- Data shown -
========

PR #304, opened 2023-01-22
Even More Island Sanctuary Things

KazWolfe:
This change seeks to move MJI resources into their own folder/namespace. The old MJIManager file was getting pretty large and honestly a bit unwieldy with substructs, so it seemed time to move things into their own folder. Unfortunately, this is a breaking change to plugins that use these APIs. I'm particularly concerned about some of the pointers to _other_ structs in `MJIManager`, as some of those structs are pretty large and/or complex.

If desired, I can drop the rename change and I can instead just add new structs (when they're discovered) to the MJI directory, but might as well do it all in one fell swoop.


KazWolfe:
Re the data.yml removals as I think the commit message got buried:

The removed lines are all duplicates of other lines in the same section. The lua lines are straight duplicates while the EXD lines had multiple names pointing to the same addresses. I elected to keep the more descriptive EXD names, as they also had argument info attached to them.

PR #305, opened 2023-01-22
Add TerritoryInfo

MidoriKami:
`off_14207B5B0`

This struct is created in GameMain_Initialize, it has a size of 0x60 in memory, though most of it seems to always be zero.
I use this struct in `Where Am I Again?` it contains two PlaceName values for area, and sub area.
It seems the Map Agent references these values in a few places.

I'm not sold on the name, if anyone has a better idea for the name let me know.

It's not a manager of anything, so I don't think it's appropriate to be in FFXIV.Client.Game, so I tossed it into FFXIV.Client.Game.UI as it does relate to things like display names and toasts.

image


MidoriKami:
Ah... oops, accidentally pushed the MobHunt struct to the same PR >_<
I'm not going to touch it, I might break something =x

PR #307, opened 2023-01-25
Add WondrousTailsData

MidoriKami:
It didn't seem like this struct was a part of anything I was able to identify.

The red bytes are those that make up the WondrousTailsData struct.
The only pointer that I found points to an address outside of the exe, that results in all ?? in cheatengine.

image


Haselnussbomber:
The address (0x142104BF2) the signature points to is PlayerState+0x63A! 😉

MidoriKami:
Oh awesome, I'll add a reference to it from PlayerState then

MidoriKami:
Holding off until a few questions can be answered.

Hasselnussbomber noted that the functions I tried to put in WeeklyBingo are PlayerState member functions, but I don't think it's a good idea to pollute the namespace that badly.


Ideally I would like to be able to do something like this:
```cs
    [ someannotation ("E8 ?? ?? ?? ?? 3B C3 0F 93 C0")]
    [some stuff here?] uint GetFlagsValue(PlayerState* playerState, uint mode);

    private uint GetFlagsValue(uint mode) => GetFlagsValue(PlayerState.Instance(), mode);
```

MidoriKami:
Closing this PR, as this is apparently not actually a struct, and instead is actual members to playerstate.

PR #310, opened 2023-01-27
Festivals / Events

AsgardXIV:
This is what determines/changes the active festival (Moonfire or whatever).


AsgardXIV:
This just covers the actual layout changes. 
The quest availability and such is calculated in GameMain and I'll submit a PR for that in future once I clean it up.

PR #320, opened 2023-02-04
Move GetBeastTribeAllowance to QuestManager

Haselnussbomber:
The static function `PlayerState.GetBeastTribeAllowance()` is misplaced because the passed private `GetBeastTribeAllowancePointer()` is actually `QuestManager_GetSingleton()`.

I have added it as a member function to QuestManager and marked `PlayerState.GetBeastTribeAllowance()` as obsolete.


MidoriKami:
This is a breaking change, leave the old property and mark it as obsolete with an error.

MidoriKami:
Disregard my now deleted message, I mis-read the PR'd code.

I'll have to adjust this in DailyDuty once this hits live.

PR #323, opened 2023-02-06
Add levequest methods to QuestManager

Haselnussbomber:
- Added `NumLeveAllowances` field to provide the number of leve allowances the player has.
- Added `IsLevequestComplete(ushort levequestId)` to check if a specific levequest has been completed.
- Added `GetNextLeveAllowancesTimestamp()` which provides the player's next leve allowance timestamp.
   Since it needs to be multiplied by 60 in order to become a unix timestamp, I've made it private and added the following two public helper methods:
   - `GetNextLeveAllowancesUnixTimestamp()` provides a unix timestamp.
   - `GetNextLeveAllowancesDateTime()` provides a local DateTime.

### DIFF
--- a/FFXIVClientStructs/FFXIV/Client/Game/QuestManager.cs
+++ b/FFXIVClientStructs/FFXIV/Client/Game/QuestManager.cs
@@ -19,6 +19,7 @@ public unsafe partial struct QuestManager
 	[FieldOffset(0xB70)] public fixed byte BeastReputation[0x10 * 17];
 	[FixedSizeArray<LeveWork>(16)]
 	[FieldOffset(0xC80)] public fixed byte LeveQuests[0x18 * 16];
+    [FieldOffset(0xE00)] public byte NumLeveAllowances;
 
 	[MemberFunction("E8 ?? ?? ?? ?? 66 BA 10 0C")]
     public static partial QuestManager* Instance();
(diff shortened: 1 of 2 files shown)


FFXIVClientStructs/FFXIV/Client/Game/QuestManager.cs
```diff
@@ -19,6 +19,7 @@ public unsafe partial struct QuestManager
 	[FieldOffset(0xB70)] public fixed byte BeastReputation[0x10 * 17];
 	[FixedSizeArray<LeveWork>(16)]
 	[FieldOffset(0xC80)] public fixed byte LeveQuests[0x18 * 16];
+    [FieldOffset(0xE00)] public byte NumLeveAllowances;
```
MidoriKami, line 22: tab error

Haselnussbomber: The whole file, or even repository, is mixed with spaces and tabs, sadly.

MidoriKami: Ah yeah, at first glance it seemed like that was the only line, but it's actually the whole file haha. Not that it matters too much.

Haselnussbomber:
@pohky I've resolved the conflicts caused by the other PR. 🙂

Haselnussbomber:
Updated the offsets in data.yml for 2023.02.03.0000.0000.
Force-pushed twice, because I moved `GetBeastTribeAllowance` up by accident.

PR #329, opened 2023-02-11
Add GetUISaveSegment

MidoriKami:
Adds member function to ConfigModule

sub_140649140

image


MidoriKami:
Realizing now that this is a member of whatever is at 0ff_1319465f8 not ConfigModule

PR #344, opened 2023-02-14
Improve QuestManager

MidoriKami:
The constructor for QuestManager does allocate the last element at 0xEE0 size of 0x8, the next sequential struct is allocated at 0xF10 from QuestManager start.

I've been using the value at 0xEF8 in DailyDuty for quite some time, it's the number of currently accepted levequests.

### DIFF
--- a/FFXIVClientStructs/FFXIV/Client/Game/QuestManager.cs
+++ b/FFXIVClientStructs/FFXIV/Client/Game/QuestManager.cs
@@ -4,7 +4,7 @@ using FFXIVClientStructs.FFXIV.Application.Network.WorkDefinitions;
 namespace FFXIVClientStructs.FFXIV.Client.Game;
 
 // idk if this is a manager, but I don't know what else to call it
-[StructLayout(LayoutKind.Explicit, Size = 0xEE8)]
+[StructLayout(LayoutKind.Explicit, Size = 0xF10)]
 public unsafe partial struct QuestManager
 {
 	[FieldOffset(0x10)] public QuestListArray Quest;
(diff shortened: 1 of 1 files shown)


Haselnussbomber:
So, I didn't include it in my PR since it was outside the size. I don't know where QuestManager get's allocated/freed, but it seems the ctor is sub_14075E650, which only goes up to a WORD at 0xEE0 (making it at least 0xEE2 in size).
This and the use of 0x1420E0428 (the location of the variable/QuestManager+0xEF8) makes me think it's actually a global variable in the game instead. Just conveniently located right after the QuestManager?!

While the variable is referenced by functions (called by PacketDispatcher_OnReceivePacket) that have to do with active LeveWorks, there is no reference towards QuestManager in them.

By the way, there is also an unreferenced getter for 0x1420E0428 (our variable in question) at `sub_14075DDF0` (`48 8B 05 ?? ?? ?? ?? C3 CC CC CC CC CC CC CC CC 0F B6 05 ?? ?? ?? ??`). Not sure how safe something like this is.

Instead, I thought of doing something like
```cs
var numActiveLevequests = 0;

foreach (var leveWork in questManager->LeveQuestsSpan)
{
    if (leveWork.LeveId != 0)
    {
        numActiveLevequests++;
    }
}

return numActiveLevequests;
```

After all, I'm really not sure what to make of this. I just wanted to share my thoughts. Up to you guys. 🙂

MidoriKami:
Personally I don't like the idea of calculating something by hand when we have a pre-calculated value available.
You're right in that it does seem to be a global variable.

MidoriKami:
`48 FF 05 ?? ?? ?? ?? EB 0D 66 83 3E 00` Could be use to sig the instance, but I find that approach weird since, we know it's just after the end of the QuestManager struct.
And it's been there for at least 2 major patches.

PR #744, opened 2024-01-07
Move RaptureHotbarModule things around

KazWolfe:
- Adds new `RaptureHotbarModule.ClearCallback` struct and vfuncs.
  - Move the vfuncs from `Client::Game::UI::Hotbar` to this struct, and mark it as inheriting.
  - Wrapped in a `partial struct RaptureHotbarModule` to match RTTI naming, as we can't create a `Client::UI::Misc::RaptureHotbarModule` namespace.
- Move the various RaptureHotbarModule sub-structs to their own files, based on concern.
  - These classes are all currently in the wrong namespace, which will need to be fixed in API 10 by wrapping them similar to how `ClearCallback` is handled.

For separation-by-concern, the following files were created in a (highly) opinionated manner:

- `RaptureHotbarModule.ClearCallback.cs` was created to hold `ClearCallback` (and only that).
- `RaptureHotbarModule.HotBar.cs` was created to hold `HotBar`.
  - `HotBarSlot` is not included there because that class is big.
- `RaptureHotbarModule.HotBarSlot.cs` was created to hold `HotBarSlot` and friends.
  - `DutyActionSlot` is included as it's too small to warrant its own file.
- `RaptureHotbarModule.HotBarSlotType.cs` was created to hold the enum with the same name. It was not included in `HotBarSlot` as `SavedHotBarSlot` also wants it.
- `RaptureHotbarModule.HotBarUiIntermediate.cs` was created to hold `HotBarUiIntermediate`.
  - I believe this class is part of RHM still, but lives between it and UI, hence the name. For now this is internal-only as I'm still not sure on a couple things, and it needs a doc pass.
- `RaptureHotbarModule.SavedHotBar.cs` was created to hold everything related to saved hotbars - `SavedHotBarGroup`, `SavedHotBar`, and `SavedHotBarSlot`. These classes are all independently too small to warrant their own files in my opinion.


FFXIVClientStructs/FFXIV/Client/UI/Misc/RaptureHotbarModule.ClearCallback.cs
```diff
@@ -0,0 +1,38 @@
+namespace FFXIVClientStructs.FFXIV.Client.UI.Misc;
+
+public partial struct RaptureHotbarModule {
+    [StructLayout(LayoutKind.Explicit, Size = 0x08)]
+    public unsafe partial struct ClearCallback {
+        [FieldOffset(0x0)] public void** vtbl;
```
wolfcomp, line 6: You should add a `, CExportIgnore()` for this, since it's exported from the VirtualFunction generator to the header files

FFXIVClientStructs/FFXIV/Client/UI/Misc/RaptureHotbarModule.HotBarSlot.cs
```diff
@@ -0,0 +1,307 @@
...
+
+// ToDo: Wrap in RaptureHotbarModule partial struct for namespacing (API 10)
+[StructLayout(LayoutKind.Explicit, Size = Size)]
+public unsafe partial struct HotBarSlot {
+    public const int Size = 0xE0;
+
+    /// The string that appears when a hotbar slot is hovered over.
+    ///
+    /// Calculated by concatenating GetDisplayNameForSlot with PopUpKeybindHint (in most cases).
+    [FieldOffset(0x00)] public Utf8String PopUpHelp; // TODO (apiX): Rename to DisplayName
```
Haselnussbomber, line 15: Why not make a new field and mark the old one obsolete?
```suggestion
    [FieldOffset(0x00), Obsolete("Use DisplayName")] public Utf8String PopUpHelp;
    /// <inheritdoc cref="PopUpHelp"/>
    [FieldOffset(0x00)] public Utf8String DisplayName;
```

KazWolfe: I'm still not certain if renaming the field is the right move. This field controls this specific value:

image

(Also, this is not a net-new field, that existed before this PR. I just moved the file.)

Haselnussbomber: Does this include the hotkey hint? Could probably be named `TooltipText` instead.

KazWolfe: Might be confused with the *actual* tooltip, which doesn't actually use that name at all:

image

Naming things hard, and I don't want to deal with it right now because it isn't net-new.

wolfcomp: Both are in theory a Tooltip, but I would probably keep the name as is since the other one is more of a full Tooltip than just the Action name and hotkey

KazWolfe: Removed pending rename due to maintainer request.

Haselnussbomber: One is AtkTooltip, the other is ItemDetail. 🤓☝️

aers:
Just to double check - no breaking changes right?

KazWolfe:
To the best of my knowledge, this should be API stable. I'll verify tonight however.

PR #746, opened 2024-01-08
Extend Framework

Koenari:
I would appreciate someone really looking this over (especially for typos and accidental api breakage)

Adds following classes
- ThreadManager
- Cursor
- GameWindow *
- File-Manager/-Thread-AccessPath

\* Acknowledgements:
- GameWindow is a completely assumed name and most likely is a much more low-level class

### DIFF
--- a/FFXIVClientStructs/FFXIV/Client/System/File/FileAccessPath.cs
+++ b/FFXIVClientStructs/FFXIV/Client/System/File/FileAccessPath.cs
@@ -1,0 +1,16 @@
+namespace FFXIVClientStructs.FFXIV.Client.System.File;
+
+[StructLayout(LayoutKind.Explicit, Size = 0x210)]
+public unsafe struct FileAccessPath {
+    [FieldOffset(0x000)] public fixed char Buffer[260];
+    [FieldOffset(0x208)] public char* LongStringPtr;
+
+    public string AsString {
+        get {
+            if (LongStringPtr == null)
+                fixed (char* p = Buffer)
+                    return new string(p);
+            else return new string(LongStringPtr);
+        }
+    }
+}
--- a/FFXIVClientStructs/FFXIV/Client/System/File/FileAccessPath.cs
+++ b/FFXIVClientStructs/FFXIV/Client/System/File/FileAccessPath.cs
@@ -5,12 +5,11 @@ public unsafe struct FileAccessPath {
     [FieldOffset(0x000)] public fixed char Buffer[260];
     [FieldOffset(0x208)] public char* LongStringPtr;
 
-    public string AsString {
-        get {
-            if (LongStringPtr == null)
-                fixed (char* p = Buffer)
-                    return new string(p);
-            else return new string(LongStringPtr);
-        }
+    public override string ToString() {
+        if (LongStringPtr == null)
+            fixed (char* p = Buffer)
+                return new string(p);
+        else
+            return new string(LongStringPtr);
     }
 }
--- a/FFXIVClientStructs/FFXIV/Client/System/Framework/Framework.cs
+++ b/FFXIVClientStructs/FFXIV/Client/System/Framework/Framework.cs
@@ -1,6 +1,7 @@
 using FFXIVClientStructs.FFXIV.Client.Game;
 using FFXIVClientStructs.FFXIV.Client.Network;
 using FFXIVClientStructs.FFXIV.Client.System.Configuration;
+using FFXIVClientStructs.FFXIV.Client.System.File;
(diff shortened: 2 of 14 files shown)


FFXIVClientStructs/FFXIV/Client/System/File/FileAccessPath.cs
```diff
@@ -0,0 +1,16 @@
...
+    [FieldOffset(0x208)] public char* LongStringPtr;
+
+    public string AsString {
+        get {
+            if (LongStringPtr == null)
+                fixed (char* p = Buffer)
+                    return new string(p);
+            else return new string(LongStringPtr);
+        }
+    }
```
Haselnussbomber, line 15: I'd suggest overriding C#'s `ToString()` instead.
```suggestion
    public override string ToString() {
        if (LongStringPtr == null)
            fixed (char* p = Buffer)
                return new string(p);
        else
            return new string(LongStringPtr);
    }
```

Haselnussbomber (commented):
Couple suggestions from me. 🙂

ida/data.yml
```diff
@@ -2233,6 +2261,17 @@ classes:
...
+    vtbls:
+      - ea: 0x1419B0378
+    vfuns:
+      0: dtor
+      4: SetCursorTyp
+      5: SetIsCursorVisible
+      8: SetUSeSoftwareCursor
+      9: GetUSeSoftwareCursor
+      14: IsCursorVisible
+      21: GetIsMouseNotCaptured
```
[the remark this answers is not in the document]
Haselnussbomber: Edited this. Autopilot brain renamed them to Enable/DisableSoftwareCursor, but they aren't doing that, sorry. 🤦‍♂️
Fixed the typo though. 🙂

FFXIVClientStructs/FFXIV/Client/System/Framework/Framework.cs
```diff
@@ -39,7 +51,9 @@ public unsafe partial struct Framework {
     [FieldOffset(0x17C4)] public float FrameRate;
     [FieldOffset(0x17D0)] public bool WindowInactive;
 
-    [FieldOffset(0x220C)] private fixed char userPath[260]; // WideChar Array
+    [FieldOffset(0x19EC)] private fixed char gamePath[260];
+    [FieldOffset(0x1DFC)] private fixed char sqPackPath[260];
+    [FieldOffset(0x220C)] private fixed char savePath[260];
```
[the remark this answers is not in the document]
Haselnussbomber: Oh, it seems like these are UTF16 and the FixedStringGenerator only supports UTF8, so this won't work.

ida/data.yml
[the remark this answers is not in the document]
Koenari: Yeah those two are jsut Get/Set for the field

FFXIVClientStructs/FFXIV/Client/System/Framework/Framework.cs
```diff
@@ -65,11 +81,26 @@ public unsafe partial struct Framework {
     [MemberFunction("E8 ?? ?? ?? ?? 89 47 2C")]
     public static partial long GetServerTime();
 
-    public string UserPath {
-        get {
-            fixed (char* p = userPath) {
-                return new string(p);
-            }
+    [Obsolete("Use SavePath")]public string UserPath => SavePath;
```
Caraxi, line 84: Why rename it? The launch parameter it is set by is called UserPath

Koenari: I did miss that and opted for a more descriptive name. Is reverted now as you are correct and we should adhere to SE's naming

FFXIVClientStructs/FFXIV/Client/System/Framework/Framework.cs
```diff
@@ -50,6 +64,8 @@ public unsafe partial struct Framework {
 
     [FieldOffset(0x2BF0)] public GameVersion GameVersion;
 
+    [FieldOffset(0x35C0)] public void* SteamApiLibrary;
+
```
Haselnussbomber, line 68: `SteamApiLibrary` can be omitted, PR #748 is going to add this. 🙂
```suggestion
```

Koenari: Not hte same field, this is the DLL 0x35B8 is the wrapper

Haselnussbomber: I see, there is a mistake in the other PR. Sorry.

========

In the listing above, how many lines hold the word "outside"? Please state the number alone.

2